PR #29, opened 2014-02-04
Ascii salt

dionyziz:


models/test/withfixtures.php
```diff
@@ -0,0 +1,21 @@
...
+        protected function buildUser( $username ) {
+            $user = new User();
+            $user->username = $username;
+            $user->password = 'secret1234';
+            $user->email = "$username@gmail.com";
+            $user->save();
+
+            return $user;
+        }
+        protected function buildCountry( $name, $shortname ) {
```
pkakelas, line 12: We could rename this function to buildDefaultCountry and make it create a default country (for example Greece).

vitsalis, line 12: I think it would be better for us to just know that buildCountry makes a country with $name and $shortname.

dionyziz, line 12: What are the benefits of renaming it?

models/user.php
```diff
@@ -86,6 +86,25 @@ protected function validate() {
...
+            }
+            else {
+                $this->countryid = 0;
+            }
+            if ( isset( $this->image ) ) {
+                $this->imageid = $this->image->id;
+            }
+            else {
+                $this->imageid = 0;
+            }
```
vitsalis, line 107: why move these to validate? you're not validating anything here.
are you doing this for DRY?

PR #31, opened 2014-02-04
Add some more user tests

vitsalis:


tests/models/user.php
```diff
@@ -45,6 +45,65 @@ public function testSetCountry() {
...
             $this->assertEquals( 1, $user->country->id, 'Country must be the one associated during update' );
         }
+        public function testDuplicateUsername() {
+            $cought = false;
+            $user1 = $this->buildUser( 'pkakelas' );
+            try {
+                $user2 = $this->buildUser( 'pkakelas' );
+            }
+            catch ( ModelValidationException $e ) {
+                $cought = true;
```
dionyziz: `$caught` and similarly below

tests/models/user.php
```diff
@@ -45,6 +45,65 @@ public function testSetCountry() {
...
+                $this->assertEquals(
+                    'username_used',
+                    $e->error,
+                    "If the username is used we must get an 'username_used' error"
```
dionyziz: `an` -> `a`

tests/models/user.php
```diff
@@ -45,6 +45,65 @@ public function testSetCountry() {
...
+                );
+            }
+            $this->assertTrue( $cought, 'A ModelValidationException must be cought if we try to make a duplicate username' );
```
dionyziz: `caught`

PR #37, opened 2014-02-05
Fix a user bug and add testing for it

vitsalis:


models/user.php
```diff
@@ -119,6 +119,11 @@ protected function onBeforeCreate() {
             $this->generateSessionId();
         }
 
+        protected function onCreate() {
```
dionyziz: Shouldn't this also run onUpdate? Suggest:
- Rename current onSave() method to onBeforeSave()
- Create a new onSave() method that runs after saving
- Use onSave() here, so that it also runs with updates

tests/models/user.php
```diff
@@ -124,6 +123,13 @@ public function testJsonSerialize() {
             $this->assertTrue( isset( $data->userid ), 'userid must exist in exported JSON' ); 
             $this->assertEquals( $user->id, $data->userid, 'userid must be encoded properly to JSON' );
         }
+        public function testAuthenticationAfterRenewSessionId() {
```
dionyziz, line 126: nice one :)

models/user.php
vitsalis: no this should run after creation.
The problem was that we may have:

```
$user = new User();
$user->username = 'dionyziz';
$user->password = 'secret1234';
$user->email = 'dionyziz@gmail.com';
$user->save(); // if we don't unset $user->password and $user->salt after save, we will have a problem on $user->renewSessionId
$user->renewSessionId(); // user->update() runs, if password isset it encodes it
```

PR #41, opened 2014-02-07
Add findByEmail() and fix email_used bug

pkakelas:


models/user.php
```diff
@@ -130,8 +140,10 @@ protected function onCreateError( $e ) {
                 throw new ModelValidationException( 'username_used' );
             }
             catch ( ModelNotFoundException $e ) {
+                $other_user = User::findByEmail( $this->email );
```
dionyziz: This will throw a ModelNotFoundException to the controller instead of a ModelValidationException( 'email_used' ) when e-mail is used, so it is wrong. Write a regression test for this?

models/user.php
```diff
@@ -15,7 +15,7 @@ class User extends ActiveRecordBase {
         public $boturl;
         protected $dob;
         protected $tableName = 'users';
-
+
```
dionyziz: Avoid trailing whitespace.

models/user.php
```diff
@@ -130,8 +140,11 @@ protected function onCreateError( $e ) {
                 throw new ModelValidationException( 'username_used' );
             }
             catch ( ModelNotFoundException $e ) {
-                throw new ModelValidationException( 'email_used' );
+                if ( $other_user = User::findByEmail( $this->email ) ) {
```
dionyziz: Just check to see if findByEmail was successful or if it threw an exception, don't compare with anything.

models/user.php
```diff
@@ -130,8 +140,11 @@ protected function onCreateError( $e ) {
...
+                    throw new ModelValidationException( 'email_used' );
+                }
             }
+            throw new DBException( mysql_error() );
```
dionyziz: You already have a DBException, use it.

pkakelas: How should I use it ?

dionyziz: throw $e;

PR #50, opened 2014-02-22
Next round

vitsalis:


views/game/view.php
```diff
@@ -1 +1,5 @@
-Game created.
+<?php
+    ?><h1>Winner Page</h1>
+    <p>The winner is:</p>
+    <p><?php echo $user->username; ?></p><?php
```
dionyziz: Style: New line after `<?php`. New line before `?>`.

models/user.php
```diff
@@ -47,11 +47,12 @@ public function __construct( $id = false ) {
             if ( $id ) {
                 // existing active record object
                 try {
-                    $user_info = dbSelectOne( 'users', [ 'dob', 'username', 'email', 'countryid', 'avatarid' ], compact( "id" ) );
+                    $user_info = dbSelectOne( 'users', [ 'boturl', 'dob', 'username', 'email', 'countryid', 'avatarid' ], compact( "id" ) );
                 }
                 catch ( DBException $e ) {
                     throw new ModelNotFoundException();
                 }
+                $this->boturl = $user_info[ 'boturl' ];
```
dionyziz, line 69: Regression test

models/round.php
```diff
@@ -43,7 +43,7 @@ public function __construct( $a = false, $b = false ) {
                     $user_info = dbSelectOne(
                         'creatures',
                         [ 'userid' ],
-                        compact( 'id' )
+                        compact( 'id', 'gameid' )
```
dionyziz, line 46: Why do you need `gameid`?

models/grader/grader.php
```diff
@@ -113,6 +129,17 @@ public function nextRound() {
                     $error->save();
                 }
             }
+
+            go( 'game', 'update', [ 'gameid' => $this->game->id ] );
```
dionyziz: Don't use `go` in models, only in controllers.

models/grader/grader.php
```diff
@@ -86,6 +91,17 @@ public function nextRound() {
...
+            foreach ( $round->creatures as $creature ) {
+                if ( $creature->alive ) {
+                    $usersAlive[ $creature->user->id ] = $creature->user;
+                }
+            }
+
+            if ( count( $usersAlive ) === 1 ) {
+                throw new WinnerException( end( $usersAlive )->id );
+            }
+
```
dionyziz, line 104: test

models/grader/grader.php
```diff
@@ -21,6 +21,11 @@ public function __construct( Game $game, $users = false ) {
                 assert( $users === false, 'game already has users since genesis has run' );
                 assert( isset( $game->users ), 'game must have users' );
                 $this->registeredUsers = $game->users;
+                foreach ( $game->users as $user ) {
+                    $bot = new GraderBot( $user );
+                    $bot->game = $game;
+                    $this->registeredBots[] = $bot;
+                }
```
dionyziz, line 28: regression test

models/game.php
```diff
@@ -76,7 +76,7 @@ public function genesis() {
             $this->rounds[ 0 ] = new Round();
             $this->rounds[ 0 ]->game = $this;
             $this->rounds[ 0 ]->id = 0;
-            $id = 0;
+            $id = 1;
```
dionyziz, line 79: Regression test

models/game.php
```diff
@@ -100,6 +101,7 @@ public function genesis() {
                     $this->rounds[ 0 ]->creatures[] = $creature;
                 }
             }
+            $this->rounds[ 0 ]->save();
```
dionyziz, line 104: regression test

models/round.php
vitsalis, line 46: There are a lot of creatures with the same id. But there are not creatures with the same id and gameid.
Each creature id starts from 1, in each game remember?

models/game.php
```diff
@@ -87,6 +87,7 @@ public function genesis() {
                     $creature->hp = $this->maxHp;
                     $creature->alive = true;
                     $creature->intent = new Intent( ACTION_NONE, DIRECTION_NONE );
+                    $creature->save();
```
dionyziz, line 90: regression test

models/round.php
dionyziz, line 46: Regression test this.

models/user.php
vitsalis, line 69: In order to test this we need to add update boturl on user update. I suggest we live this be as it is for now, and test/add the feature on another branch

dionyziz, line 69: You don't need to add it on update; just create a user and look them up.

header.php
```diff
@@ -6,4 +6,5 @@
     ini_set( 'display_errors', '1' );
     date_default_timezone_set( "Europe/Athens" );
     require_once 'models/assert.php';
+    ini_set('max_execution_time', 60);
```
dionyziz: style

models/grader/grader.php
```diff
@@ -113,6 +129,24 @@ public function nextRound() {
                     $error->save();
                 }
             }
+
+            throw new NextRoundException( $this->game->id );
```
dionyziz: Exceptions should be thrown, as the name suggests, during exceptional cases. This exception is not needed - exceptions must be used only to break execution flow, usually under error conditions, until caught. If the next round is executed successfully as the game progresses, you can just return normally.

A winner exception is OK, as winning a game is unusual - when we call nextRound, we expect a new round to be created and the game to advance, but when a winner is detected, the game is over, which is an exceptional situation.

However, it is usually best to limit exceptions to erroneous conditions. I suggest that we change this function to return a value based on whether a winner exists or not.

The NextRoundException must definitely be avoided, however.

tests/models/grader/grader.php
```diff
@@ -241,6 +249,41 @@ public function testRoundResolution() {
...
+            $game->rounds[ 0 ]->creatures = [ 1 => $this->buildCreature( 1, 1, 1, $game->users[ 1 ] ) ];
+
+            return $game;
+        }
+        public function testFindBotsFromGame() {
+            $game = $this->buildGameWithUserAndCreature();
+            $grader = new Grader( $game );
+
+            $this->assertTrue( isset( $grader->registeredUsers ), "Grader must get it's users from the game" );
+            $this->assertTrue( isset( $grader->registeredBots ), "Grader must get it's bots from the game" );
```
dionyziz: :s/it's/its

models/round.php
```diff
@@ -33,18 +33,28 @@ public function __construct( $a = false, $b = false ) {
...
-                    compact( 'roundid', 'gameid' )
-                );
+                try {
+                    $creatures_info = dbSelect(
+                        'roundcreatures',
+                        [ 'creatureid', 'action', 'direction', 'hp', 'locationx', 'locationy' ],
+                        compact( 'roundid', 'gameid' )
+                    );
+                }
+                catch ( DBException $e ) {
```
dionyziz: Why is this needed?

models/round.php
```diff
@@ -33,18 +33,28 @@ public function __construct( $a = false, $b = false ) {
...
+                }
                 foreach ( $creatures_info as $i => $creature_info ) {
                     $id = $creature_info[ 'creatureid' ];
-                    $user_info = dbSelectOne(
-                        'creatures',
-                        [ 'userid' ],
-                        compact( 'id' )
-                    );
+                    try {
+                        $user_info = dbSelectOne(
```
dionyziz: Why `dbSelectOne`?

vitsalis: ids are unique for each game. So id and game have to be unique on a table. Also a creature belongs to one user.

dionyziz: OK. Why do we need the try/catch?

dionyziz:
Please merge from master.

models/grader/grader.php
```diff
@@ -113,6 +129,17 @@ public function nextRound() {
                     $error->save();
                 }
             }
+
+            return $this->game->id;
```
dionyziz: Why does this function return the game id? We already know the game id from `$grader->game->id`. It doesn't need to return anything.

tests/models/grader/grader.php
```diff
@@ -155,7 +155,11 @@ protected function nextRoundAndGetErrors( $responseValid ) {
             }
             $grader->initiate();
             $grader->createGame();
-            $grader->nextRound();
+            try {
+                $grader->nextRound();
+            }
+            catch ( NextRoundException $e ) {
```
dionyziz: Fix your tests. Similarly bellow.

dionyziz:
This looks good overall. Please fix the things I indicated and I will merge.

tests/models/grader/grader.php
vitsalis: my tests work.

dionyziz: `NextRoundException` is not defined. How can they possibly be working?

models/creature.php
```diff
@@ -15,8 +15,9 @@ class Creature extends ActiveRecordBase {
         protected static $attributes = [ 'id', 'gameid', 'userid' ];
         protected static $tableName = 'creatures';
 
-        public function __construct( $creature_info = [] ) {
-            if ( !empty( $creature_info ) ) {
+        public function __construct( $a = false, $b = false, $c = false ) {
+            if ( is_array( $a ) ) {
+                $creature_info = $a;
```
dionyziz, line 20: This way of constructing an active record object mapping to an existing database record by passing it its own information through a dictionary is good. We should generalize this to other models for optimization reasons after we benchmark. Please keep this in mind as we move forward. Let's discuss this for the next patch.

PR #99, opened 2014-02-24
Move update on active record base

vitsalis:


models/base.php
```diff
@@ -34,6 +42,25 @@ protected function create() {
             $this->onCreate();
         }
 
+        protected function update() {
```
dionyziz, line 45: Excellent abstraction, good job.

dionyziz, line 45: Unit test this? We have limited unit tests for ActiveRecordBase. As it's one of our base classes, I feel we need to test it more extensively, including this `update`.

PR #108, opened 2014-03-01
Travis

dionyziz:


dionyziz:
Fixes #57

controllers/testrun.php
```diff
@@ -21,10 +24,20 @@ public function create( $name, $all = false ) {
...
+                        $failed = true;
+                    }
+                }
 
                 $unittests[] = $unittest;
             }
             require_once 'views/testrun/results.php';
+
+            if ( $failed ) {
+                return 1;
```
pkakelas, line 38: You should use true;

controllers/testrun.php
```diff
@@ -21,10 +24,20 @@ public function create( $name, $all = false ) {
...
+            }
+            return 0;
```
pkakelas, line 40: false;

views/testrun/results.txt.php
```diff
@@ -0,0 +1,32 @@
+<?php
+    echo "\n\n";
+    echo "================\n";
+    echo pluralize( count( $unittests ), 'unit test' ) . "\n";
+    echo "================\n\n";
+?>
```
pkakelas: Why do you close the ?> and in the next line you open it again?

controllers/testrun.php
dionyziz, line 40: No - this is a shell [exit status](http://tldp.org/LDP/abs/html/exit-status.html) and must be a byte numeral (from 0 to 255).

pkakelas, line 40: Ok then.

dionyziz:
CLI for test failure:

image

dionyziz:
CLI for test success:

image

PR #123, opened 2014-03-06
Ranking page

pkakelas:
It is ugly
screenshot from 2014-03-06 22 52 42

### DIFF
--- a/views/home.php
+++ b/views/home.php
@@ -3,24 +3,26 @@
 ?>
 <div id="home">
     <p class='center'>Last match ratings(global)</p>
-    <ol class='center' id="toplist">
+    <ul class='center' id="toplist">
         <?php
+            $i = 1;
             foreach( $ratings as $rating ) {
                 foreach ( $rating as $user ) {
-                    ?><li><a href=""><?php echo $user->username; ?></a></li><?php
+                    ?><li><a href=""><?php echo "$i.$user->username"; ?></a></li><?php
                 }
+                $i++;
             } 
         ?>
-    </ol>
+    </ul>
     <?php
-//        $filter = [ 
-//            [ 'value' => 'default', 'content' => 'select Ratings' ], 
-//            [ 'value' => 'global', 'content' => 'Global' ], 
-//            [ 'value' => 'country', 'content' => 'By country' ]
-//        ];
-//        $form = new Form( 'dashboard', 'view' );
-//        $form->id = 'selectbox';
-//        $form->createSelect( 'filter', '', $filter );
+//      $filter = [ 
+//          [ 'value' => 'default', 'content' => 'select Ratings' ], 
+//          [ 'value' => 'global', 'content' => 'Global' ], 
+//          [ 'value' => 'country', 'content' => 'By country' ]
+//      ];
+//      $form = new Form( 'dashboard', 'view' );
+//      $form->id = 'selectbox';
+//      $form->createSelect( 'filter', '', $filter );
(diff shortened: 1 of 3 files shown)


views/home.php
```diff
@@ -1,34 +1,33 @@
...
-            <p>Check your program's process <a href="">here</a></p>
-            <?php
-                if ( isset( $user ) ) {
-                    require_once 'views/session/logoutform.php';
+<?php
+    require_once 'views/header.php';
+?>
+<div id="home">
+    <p class='center'>Last match ratings(global)</p>
+    <ol class='center' id="toplist">
```
dionyziz, line 6: This should be `ul` because it is a rank. If you want to hide the numbers, use CSS.

views/home.php
```diff
@@ -1,34 +1,33 @@
...
+        <?php
+            $i = 1;
+            foreach( $ratings as $rating ) {
+                foreach ( $rating as $user ) {
+                    ?><li><a href=""><?php echo "$i.$user->username"; ?></a></li><?php
                 }
-            ?>
-        </div>
-    </div>
+                $i++;
```
dionyziz, line 13: Why do you need `$i`?

views/home.php
```diff
@@ -1,34 +1,33 @@
...
-            <p>Check your progress <a href="">here</a></p>
-            <p>Check your program's process <a href="">here</a></p>
-            <?php
-                if ( isset( $user ) ) {
-                    require_once 'views/session/logoutform.php';
+<?php
+    require_once 'views/header.php';
+?>
+<div id="home">
+    <p class='center'>Last match ratings(global)</p>
```
dionyziz, line 5: Where is class `center` defined?

views/home.php
```diff
@@ -1,34 +1,33 @@
...
+//      $filter = [
+//          [ 'value' => 'default', 'content' => 'select Ratings' ],
+//          [ 'value' => 'global', 'content' => 'Global' ],
+//          [ 'value' => 'country', 'content' => 'By country' ]
+//      ];
+//      $form = new Form( 'dashboard', 'view' );
+//      $form->id = 'selectbox';
+//      $form->createSelect( 'filter', '', $filter );
+        if ( isset( $user ) ) {
+            require_once 'views/session/logoutform.php';
```
dionyziz, line 27: This should be on the header.

views/home.php
pkakelas, line 6: Yes, but we want to set the "order" of the last game's best players. This
is why I prefer ordered list that unordered
Óôéò 7 Ìáñ 2014 12:35 ð.ì., ï ÷ñÞóôçò "Dionysis Zindros" <
notifications@github.com> Ýãñáøå:

views/home.php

### What is being asked
Your answer must be every line from the listing above that holds the string "opened".

### Output for this task
PR #29, opened 2014-02-04
PR #31, opened 2014-02-04
PR #37, opened 2014-02-05
PR #41, opened 2014-02-07
PR #50, opened 2014-02-22
PR #99, opened 2014-02-24
PR #108, opened 2014-03-01
PR #123, opened 2014-03-06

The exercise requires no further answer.